PR #1693, opened 2020-10-04
Fix Bug 1601987 - Fix ability to resize translation textarea

abowler2:
The textarea within the editor was growing horizontally and overflowing into the third column. This PR fixes the textarea by setting it to grow vertically. 

However, when doing this the growth of the textarea would trigger a scroll event on the window body which would in turn prevent the suggestion box in the translation comments from appearing when below the original window height (also the borders on the columns would not render beyond the initial size). To fix this I moved the scroll event to the `main-column` and removed it from the `history-list`.

### DIFF
--- a/frontend/src/core/editor/components/connectedEditor.css
+++ b/frontend/src/core/editor/components/connectedEditor.css
@@ -3,7 +3,6 @@
     border-bottom: 1px solid #5e6475;
     display: flex;
     flex-direction: column;
-    height: calc(20% + 60px);
     min-height: 160px;
 }
 
@@ -18,6 +17,7 @@
     overflow: auto;
     padding: 10px;
     width: 100%;
+    resize: vertical;
 }
 
 /* Remove highlight in Chrome */
--- a/frontend/src/core/editor/components/connectedEditor.css
+++ b/frontend/src/core/editor/components/connectedEditor.css
@@ -3,6 +3,7 @@
     border-bottom: 1px solid #5e6475;
     display: flex;
     flex-direction: column;
+    flex-shrink: 0;
     min-height: 160px;
 }
 
--- a/frontend/src/core/comments/components/AddComment.js
+++ b/frontend/src/core/comments/components/AddComment.js
@@ -193,7 +193,7 @@ export default function AddComment(props: Props) {
             setScrollPosition(element.scrollTop);
         };
 
-        const historyScroll = document.querySelector('.main-column');
+        const historyScroll = document.querySelector('#history-list');
         const teamsScroll = document.querySelector('#react-tabs-3');
 
         if (!historyScroll && !teamsScroll) {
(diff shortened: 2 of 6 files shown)


frontend/src/core/editor/components/connectedEditor.css
```diff
@@ -3,7 +3,6 @@
     border-bottom: 1px solid #5e6475;
     display: flex;
     flex-direction: column;
-    height: calc(20% + 60px);
     min-height: 160px;
 }
```
abowler2, line 7: Since we no longer start with a calculated height, should this value be increased?

mathjazz (commented):
Thanks for the patch!

My concern is that the entire main (middle) column is now scrollable, whereas on prod you can only scroll within the History panel.

I think we should keep the toolbar (copy, previous, next), metadata and the editor always visible.

Same as e.g. in String list, where the search box is always visible and we only scroll what makes sense to be scrolled, i.e. the entities.

abowler2:
I don't disagree, however, moving the scroll event up one level to the `history` section does not work as the comments will expand without forcing the section to scroll which brings about the issues with the border not extending and the comment suggestions not rendering.

Another approach could be to remove the ability to resize the textarea and set it to scroll if the contents overflow.  This is what we did in the comments when we were originally using a textarea there.

Of course, if you have another solution that could work I would be more than happy to apply it.

mathjazz:
Let's see if I understand things correctly. Here's what I did (on master branch):
* set `resize: vertical` on the `textarea`
* removed `height: calc(20% + 60px);` from the `.editor`

Resizing of the `textarea` now works as expected (vertical only). But the content of the `.main-column` overflows if editor height is increased beyond its initial value, which causes two problems you pointed out:
* mentions popup in translation comments doesn't appear if below initial window height
* border on the `.main-column` do not render beyond the initial size

We should prevent overflow in `.main-column` by changing the `.history` height on `textarea` instead of keeping it hardcoded at `calc(60% - 125px)`. I wonder if we can do that without using JS (maybe flexbox or grid can help?).

abowler2:
Was able to eliminate the scrolling on the main column by utilizing flexbox on that column instead. (I swear I tried that before without luck 🤷‍♀️).

Let me know if you have any other concerns or changes you would like.

mathjazz:
Nice job!

Can you please prevent textarea height from changing when translation comments (causing history overflow) are collapsed / expanded?

frontend/src/core/editor/components/connectedEditor.css
mathjazz: I'd leave that for now. I think editor is mostly too big anyways, and it still fits 3 lines in the case of rich FTL editor.

mathjazz (approved):
Great job! Thanks for solving this old issue so elegantly!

────────────────

» Instructions to follow
In the data above, which lines include "teamsScroll"? Return those lines.

» Result for this exercise
         const teamsScroll = document.querySelector('#react-tabs-3');
         if (!historyScroll && !teamsScroll) {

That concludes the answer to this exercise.